• [Work required]
Copy, from the material below, each line where "happens" shows up.
━━━ Data for this task
Issue #45424, opened 2022-12-25
Blade exception for text


mxts:
- Laravel Version: 9.1.4
- PHP Version: 8.1.13
- MySQL version: 8.0.31-0ubuntu0.22.04.1
- MySQL Client version: mysqlnd 8.1.13

### Description:
```
@include('subview', [
    'test' => '(',
])

// subview.blade.php
{{ $test }}
```
Blade above produces the error `ParseError syntax error, unexpected token ","`, the cause being the unclosed `(` inside the text.

While I understand this is an edge case, the exception does not point directly to the problem and the solution can be quite hard to spot. In my case, the offending text was a frowning face `:(`

### Steps To Reproduce:

I do have a repository, but this should be quite straightforward to reproduce. Thank you.

bert-w:
https://github.com/laravel/framework/issues/18317

mxts:
Thanks, perhaps it helps to hint about limitations in the subview documentation? I could file a PR for that.

driesvints:
Looks like we won't be fixing this. Feel free to attempt to PR the docs 👍

imanghafoori1:
This can be considered to be fixed as of version 9.47.0 or above.
@mxts

PR #45490, opened 2023-01-02
[9.x] Fixes blade tags issue #45424  🔧

imanghafoori1:
solves #45424 

The solution seems a bit hacky, but the idea, however, is simple:
- Without changing the regex pattern, we perform our first search to get matches. 
- Then by using PHP tokenizer, we check if we are in trouble or not. 
- If we are in trouble, we try to fix it by adding the next candidate section to the matched string to see if we can reach the proper closing parenthesis or not.
- We try the same process until we find the proper match for the closing parenthesis of the blade tag.

```php
@include ( 
  'partial1', ['hell)o' => ')-)--)']  
)
```

in this example, regex finds the :
``` @include (   'partial1', ['hell) ``` first and the loop adds these portions until it reaches the closing:
```)o' => '```
```)-```
```)--```
```']  )```   <=== the closing one.

### Performance:
- Let me note that this part of the code is NOT run during each and every request/response life cycle since the compiled versions of blade files get cached.

- Some tests are included to prove the fix.

As I know, Taylor likes to find a proper regex for it and does not like such solutions, maybe the regex can be found somewhere in open-source IDE syntax highlighters like VS code, or people from Jetbrain can help since they can highlight the syntax properly.

### DIFF
--- a/src/Illuminate/View/Compilers/BladeCompiler.php
+++ b/src/Illuminate/View/Compilers/BladeCompiler.php
@@ -505,6 +505,7 @@ class BladeCompiler extends Compiler implements CompilerInterface
     protected function compileStatements($template)
     {
         preg_match_all('/\B@(@?\w+(?:::\w+)?)([ \t]*)(\( ( [\S\s]*? ) \))?/x', $template, $matches);
+
         for ($i = 0; isset($matches[0][$i]); $i++) {
             $match = [
                 $matches[0][$i],
@@ -516,9 +517,12 @@ class BladeCompiler extends Compiler implements CompilerInterface
 
             // Here we check to see if we have properly found the closing parenthesis by
             // regex pattern or not, and will recursively continue on to the next ")"
-            // then check again until the tokenizer confirms we found the right one
-            while (isset($match[4]) && Str::endsWith($match[0], ')') && ! $this->isProperMatch($match[0])) {
+            // then check again until the tokenizer confirms we find the right one.
+            while (isset($match[4]) &&
+                   Str::endsWith($match[0], ')') &&
+                   ! $this->hasEvenNumberOfParentheses($match[0])) {
                 $rest = Str::before(Str::after($template, $match[0]), ')');
+
                 $match[0] = $match[0].$rest.')';
                 $match[3] = $match[3].$rest.')';
                 $match[4] = $match[4].$rest;
@@ -528,6 +532,34 @@ class BladeCompiler extends Compiler implements CompilerInterface
         }
 
         return $template;
+    }
+
+    /**
+     * Determine if the given expression has the same number of opening and closing parentheses.
+     *
+     * @param  string  $expression
+     * @return bool
+     */
+    protected function hasEvenNumberOfParentheses(string $expression)
+    {
+        $tokens = token_get_all('<?php '.$expression);
+
+        if (Arr::last($tokens) !== ')') {
+            return false;
+        }
+
+        $opening = 0;
+        $closing = 0;
+
+        foreach ($tokens as $token) {
+            if ($token == ')') {
+                $closing++;
+            } elseif ($token == '(') {
+                $opening++;
+            }
+        }
+
+        return $opening === $closing;
     }
 
     /**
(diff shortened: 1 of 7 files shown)

### CODE REVIEW

**Comment by taylorotwell** [comment]
Not worth it.

**Comment by taylorotwell** [comment]
If we are going to attempt to solve that issue should we not add a new test ensuring that issue is actually fixed?

**Comment by imanghafoori1** [comment]
@taylorotwell I think I am done with this PR for now.

**Comment by iman-watchenterprise** [comment]
The first commit solves the bug for ")" character, (without touching the regex pattern.)
 like: ```@include('a', ['  )))) '] )```
The second commit solves the bug for "(" character (but by tweaking the regex pattern.)

like:  ```@include('a', ['  (((( '] )```


- So if you really want to be stay safe and avoid touching the regex pattern, the first commit can be considered a remedy on its own, so you can merge the first one and discard the second.

**Comment by imanghafoori1** [comment]
The first commit solves the problem for closing chars (without touching the original regex)
like: ```@include('a', ['  :)))) '])```

The second commit solves the problem for opening chars (but tweaks the original regex)
like: ```@include('a', ['  :(((( '])```

So if you want to stay really safe and avoid touching the regex, you can keep the first and discard the second one.

File: src/Illuminate/View/Compilers/BladeCompiler.php [hunk 1]
```diff
@@ -499,16 +499,35 @@ protected function compileExtensions($value)
...
+                $matches[2][$i],
+                $matches[3][$i] ?: null,
+                $matches[4][$i] ?: null,
+            ];
+
+            // Here we check to see if we have properly found the closing parenthesis by
+            // regex pattern or not, and will recursively continue on to the next ")"
+            // then check again until the tokenizer confirms we found the right one
+            while (isset($match[4]) && Str::endsWith($match[0], ')') && ! $this->isProperMatch($match[0])) {
+                $rest = Str::before(Str::after($template, $match[0]), ')');
```
taylorotwell, line 521: I'm pretty confused by this Str::after statement. Can't the same statement appear twice in the same `$template`? Therefore, how would you know which one you're extracting after?

taylorotwell:
Can you provide some insight about what happens if it never finds a proper closing parenthesis? 

Also, do you have some before / after benchmarks of running view:cache with this change on a code base with a fairly large amount of templates?

src/Illuminate/View/Compilers/BladeCompiler.php
imanghafoori1: I think the problem of having 2 exact same statements with different results is tested here: `testNestedForelseStatementsAreCompiled`, and that is why I used `Str::replaceFirst` and not `str_replace`.

Here `Str::after` gives us the rest of the template, starting at where the regex match has ended. (Str::after matches the first occurrence) then from that, we fetch the first closing parenthesis.

After we replace the statement, we go for the next one.

taylorotwell:
Alright. Can you maybe add some sort of test case or behavior description for what happens if there is never a closing parenthesis found?

imanghafoori1:
I added the test for the unclosed blade tag. It seems that they are considered a tag with no parenthesis.

timacdonald:
I spent some time trying to break this today, but it seems to be holding up.

I also booted up a decently sized project from a few years ago that uses all the older style blade bits (i.e. not <x-whatever) and it seemed happy.

I could break it by passing through `'<?php '`, but I think that is to be expected. It also breaks slots, as you would expect.

rubenvanerk:
I think I may have found an edge case. The code below is broken on `v9.47`+, but works on `v9.46`.

```blade
<div>
    <span @class([
        'lt-text-xs lt-inline-block lt-py-1 lt-px-2 lt-rounded',
        'lt-text-green-600 lt-bg-green-50' => !@empty($success),
        'lt-text-yellow-600 lt-bg-yellow-50' => !@empty(
            $warning
        ),
        'lt-text-red-600 lt-bg-red-50' => !@empty($danger),
    ])>
        {{ $value }}
    </span>
</div>
```

This gets compiled to:
```
<span class="<?php echo \Illuminate\Support\Arr::toCssClasses([
        'lt-text-xs lt-inline-block lt-py-1 lt-px-2 lt-rounded',
        'lt-text-green-600 lt-bg-green-50' => !@empty($success),
        'lt-text-yellow-600 lt-bg-yellow-50' => !<?php if(empty(
            $warning
        )): ?>,
        'lt-text-red-600 lt-bg-red-50' => !<?php if(empty($danger)): ?>,
    ]) ?>">
```

And throws the error `syntax error, unexpected token "<"`

Context: https://github.com/lunarphp/lunar/pull/822

imanghafoori1:
@rubenvanerk I think the fix is somewhat easy.
Thanks for you report.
━━━━━━
• [Answer below]
Can you provide some insight about what happens if it never finds a proper closing parenthesis? 
Alright. Can you maybe add some sort of test case or behavior description for what happens if there is never a closing parenthesis found?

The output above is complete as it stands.